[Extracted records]
┄┄┄┄┄┄

Issue #6311, opened 2018-11-20
Introduce theming per user and instance


hellcp:
### Is your feature request related to a problem? Please describe.
I heard @simotek complaining about lack of dark theme option in OBS. At the same time @Conan-Kudo would like to be able to use company theme / project theme for instances of OBS. It would be nice to provide users with option to switch between themes that are available on the instance, but also allow instance admins to set default theme

### Describe the solution you'd like
Previously it was done with bratwurst, which wasn't a neat solution. However to properly setup theming both stylesheets, layouts and some icons have to be replacable. I would suggest creating a directory where themes would reside (like /src/api/app/themes?) with directories:
* assets
  * stylesheets
  * images
* views
  * layouts

(layouts because the most important part of theming will probably be header and footer, although would still be nice if other stuff was expandable, so for example replacing elements in views/packages to include more links in show, for it to better integrate with infrastructure of instance owners)

In addition, this would be a nice way to make webui3 and beyond, because we wouldn't be relying on adding switch_to_webui2 to every view we want to switch, instead opting for existing solution (will also be useful when updating bootstrap 4 to bootstrap 5 etc.)

### Describe alternatives you've considered
Make people switch themes by overriding existing code and files (that only works with instance based theming though).

### Additional context
Example of quite well executed theming in similar platform would have to go to pagure, although one of differences I would like to see there would be including scss compiling, because we might want to have some of our bootstrap usage expanded:
https://pagure.io/pagure/blob/master/f/pagure/themes

hennevogel:
Themeing that requires code changes doesn't really make sense IMHO. If you can do this, you can do this already right now, as Ruby on Rails allows for this to easily happen. We already do it currently with the bootstrap beta feature and it's a no-brainer. 

What I would find more interesting is a way to overwrite some of the sass variables (and maybe even introduce more narrow scopes for them) so you can influence the colors from inside the app.

hellcp:
@hennevogel you have to consider how other projects already have themes of their own, where not just variables are used. Heck, even we do with chameleon.

What I would really want is for themes to be drag and drop into a single directory, without overriding what's already in code.

Conan-Kudo:
So there are two main use-cases I see here:

* Having a corporate theme instance wide: This, I imagine is easy for OBS to support now.

* Having a per-user setting for swapping to something like a dark theme or high contrast theme (for vision issues)

guoyunhe:
[...]

PR #9929, opened 2020-07-19
[WIP] Chameleon theme

guoyunhe:
As you may know, we made a bootstrap theme for all openSUSE websites. It will unify the look of websites and add a megamenu to navigate between all sites.

Light Mode:
(need tweaking)

Dark Mode:

图片


DavidKang:
Hi @guoyunhe, first of all, thanks for your contribution. Having the dark/light mode could be something cool!
One thing that I personally don't like, and it's my personal opinion, is the `megamenu`. The content of this `megamenu` is very tied to openSUSE. Also the content of this menu is not in the app context.

guoyunhe:
Hi @DavidKang , the megamenu is optional. I will make a configuration option so it only appears in openSUSE Build Serivce site.

> Also the content of this menu is not in the app context.

The content is similar to what we used to have with bento theme (a long time ago). It provides a way to navigate between all openSUSE sites.

DavidKang:
> I will make a configuration option so it only appears in openSUSE Build Service site.

Nice!

> The content is similar to what we used to have with bento theme (a long time ago). It provides a way to navigate between all openSUSE sites.

Is true, that in the past we had something similar. I' m still not convinced about the menu, but I understand your reason for it.

Another thing to think about, is if we are going to introduce this `megamenu` we need to align the colour of the menu and the icons in order to be consistent. For example, almost all the icons in this menu are `outline` and in the rest of the app are the opposite.

DavidKang:
Sorry, I close I by accident

hennevogel:
I would also suggest you think again about mixing application navigation into the "openSUSE" theme. Because unlike the web applications openSUSE installs (wiki, forums, wordpress etc.), many of the applications we maintain (OBS, OSEM, openQA, cooverview etc.) are generic applications that we ship to many people outside of the context of openSUSE.

Which currently would mean we would have double the effort to maintain navigation. One time for openSUSE, one time for everyone else. That's not something many of those projects will be willing to carry I'm afraid.

It's somehow the equivalent of adding this bar to upstream wordpress, which they will never agree to for the same reasons.

I would suggest you do not mix application navigation into your "project navigation bar". People then can just carry the maintenance of the button that triggers it and account for the extra pixels on top in their layout.

guoyunhe:
WordPress and MediaWiki supports theming so we can easily add the megamenu without mixing code into the generic apps. But OBS doesn't provide such feature.

I am moving the megamenu part into a config option. So by default here will not be code of megamenu in the app codebase. And only build.opensuse.org instance will add it.

The PR is still work in progress.

hennevogel:
> WordPress and MediaWiki supports theming so we can easily add the megamenu without mixing code into the generic apps. But OBS doesn't provide such feature.

Yeah, we have a feature open for that for a long time #6311 but we didn't really have the need for it yet.

> I am moving the megamenu part into a config option. So by default here will not be code of megamenu in the app codebase. And only build.opensuse.org instance will add it.

I'm not really worried about what is displayed or not. We of course can figure this out.

I'm worried about the time when *we* are going to change the app navigation in the future. Then *we* have to take two styles of navigation into account and make this work. Means double the amount of work.

guoyunhe:
> I'm worried about the time when we are going to change the app navigation in the future. Then we have to take two styles of navigation into account and make this work. Means double the amount of work.

The megamenu is an individual popup, independent to the navbar of OBS or any other sites. Here is no need to do any extra work for it. It just works out of box, no matter how the site itself changes. We have been using it for wikis, news and doc websites. Once megamenu is updated, it automatically applied to all sites because the script is hosted in one place on static.opensuse.org .

build.opensuse.org just need the following configuration to make it work:

```ruby
CONFIG['navbar_extra'] = '<button class="navbar-toggler megamenu-toggler" type="button" data-toggle="collapse" data-target="#megamenu" aria-expanded="true">
  <svg width="1em" height="1em" viewBox="0 0 16 16" fill="currentColor" xmlns="http://www.w3.org/2000/svg">
    <path fill-rule="evenodd" d="M1 2.5A1.5 1.5 0 0 1 2.5 1h3A1.5 1.5 0 0 1 7 2.5v3A1.5 1.5 0 0 1 5.5 7h-3A1.5 1.5 0 0 1 1 5.5v-3zM2.5 2a.5.5 0 0 0-.5.5v3a.5.5 0 0 0 .5.5h3a.5.5 0 0 0 .5-.5v-3a.5.5 0 0 0-.5-.5h-3zm6.5.5A1.5 1.5 0 0 1 10.5 1h3A1.5 1.5 0 0 1 15 2.5v3A1.5 1.5 0 0 1 13.5 7h-3A1.5 1.5 0 0 1 9 5.5v-3zm1.5-.5a.5.5 0 0 0-.5.5v3a.5.5 0 0 0 .5.5h3a.5.5 0 0 0 .5-.5v-3a.5.5 0 0 0-.5-.5h-3zM1 10.5A1.5 1.5 0 0 1 2.5 9h3A1.5 1.5 0 0 1 7 10.5v3A1.5 1.5 0 0 1 5.5 15h-3A1.5 1.5 0 0 1 1 13.5v-3zm1.5-.5a.5.5 0 0 0-.5.5v3a.5.5 0 0 0 .5.5h3a.5.5 0 0 0 .5-.5v-3a.5.5 0 0 0-.5-.5h-3zm6.5.5A1.5 1.5 0 0 1 10.5 9h3a1.5 1.5 0 0 1 1.5 1.5v3a1.5 1.5 0 0 1-1.5 1.5h-3A1.5 1.5 0 0 1 9 13.5v-3zm1.5-.5a.5.5 0 0 0-.5.5v3a.5.5 0 0 0 .5.5h3a.5.5 0 0 0 .5-.5v-3a.5.5 0 0 0-.5-.5h-3z"/>
  </svg>
</button>'
CONFIG['head_extra'] = ''
CONFIG['body_before'] = '<div id="megamenu" class="megamenu collapse"></div>'
CONFIG['body_after'] = '<script src="https://static.opensuse.org/chameleon-3.0/dist/js/chameleon.js"></script>'
```

hellcp:
I was working on a fairly simple theming similar to what is done for TSP like https://github.com/openSUSE/travel-support-program/blob/master/config/initializers/config.rb#L5-L9

That way everybody can have it their way ;)

I do have that stashed somewhere, so if you want it, I can undig it

hellcp:
I submitted #9952 with the theming support, it should be fairly easy to implement this alongside the existing theme now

┄┄┄┄┄┄

For the string "class", show each line of the entries above where it occurs.

--- Finished exercise ---
CONFIG['navbar_extra'] = '<button class="navbar-toggler megamenu-toggler" type="button" data-toggle="collapse" data-target="#megamenu" aria-expanded="true">
CONFIG['body_before'] = '<div id="megamenu" class="megamenu collapse"></div>'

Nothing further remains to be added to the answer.